[Stored items]
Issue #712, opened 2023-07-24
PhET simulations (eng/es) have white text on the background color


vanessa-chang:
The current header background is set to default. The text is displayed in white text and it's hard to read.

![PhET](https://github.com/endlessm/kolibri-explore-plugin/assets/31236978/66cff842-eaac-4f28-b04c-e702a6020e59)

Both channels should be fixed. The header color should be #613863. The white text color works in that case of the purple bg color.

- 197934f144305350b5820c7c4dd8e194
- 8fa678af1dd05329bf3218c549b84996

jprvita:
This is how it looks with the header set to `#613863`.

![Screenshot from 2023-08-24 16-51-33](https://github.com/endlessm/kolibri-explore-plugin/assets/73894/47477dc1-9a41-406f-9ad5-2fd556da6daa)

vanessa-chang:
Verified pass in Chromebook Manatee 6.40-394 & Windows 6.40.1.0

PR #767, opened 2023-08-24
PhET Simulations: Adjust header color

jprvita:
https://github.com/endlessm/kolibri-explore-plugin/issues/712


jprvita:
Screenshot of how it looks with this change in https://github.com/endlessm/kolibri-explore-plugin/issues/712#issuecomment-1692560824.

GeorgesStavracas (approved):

§ ABOUT THIS EXERCISE: Reproduce each entry word for word.

§ RESPONSE TO THIS TASK:
Issue #712, opened 2023-07-24
PhET simulations (eng/es) have white text on the background color


vanessa-chang:
The current header background is set to default. The text is displayed in white text and it's hard to read.

![PhET](https://github.com/endlessm/kolibri-explore-plugin/assets/31236978/66cff842-eaac-4f28-b04c-e702a6020e59)

Both channels should be fixed. The header color should be #613863. The white text color works in that case of the purple bg color.

- 197934f144305350b5820c7c4dd8e194
- 8fa678af1dd05329bf3218c549b84996

jprvita:
This is how it looks with the header set to `#613863`.

![Screenshot from 2023-08-24 16-51-33](https://github.com/endlessm/kolibri-explore-plugin/assets/73894/47477dc1-9a41-406f-9ad5-2fd556da6daa)

vanessa-chang:
Verified pass in Chromebook Manatee 6.40-394 & Windows 6.40.1.0

PR #767, opened 2023-08-24
PhET Simulations: Adjust header color

jprvita:
https://github.com/endlessm/kolibri-explore-plugin/issues/712


jprvita:
Screenshot of how it looks with this change in https://github.com/endlessm/kolibri-explore-plugin/issues/712#issuecomment-1692560824.

GeorgesStavracas (approved):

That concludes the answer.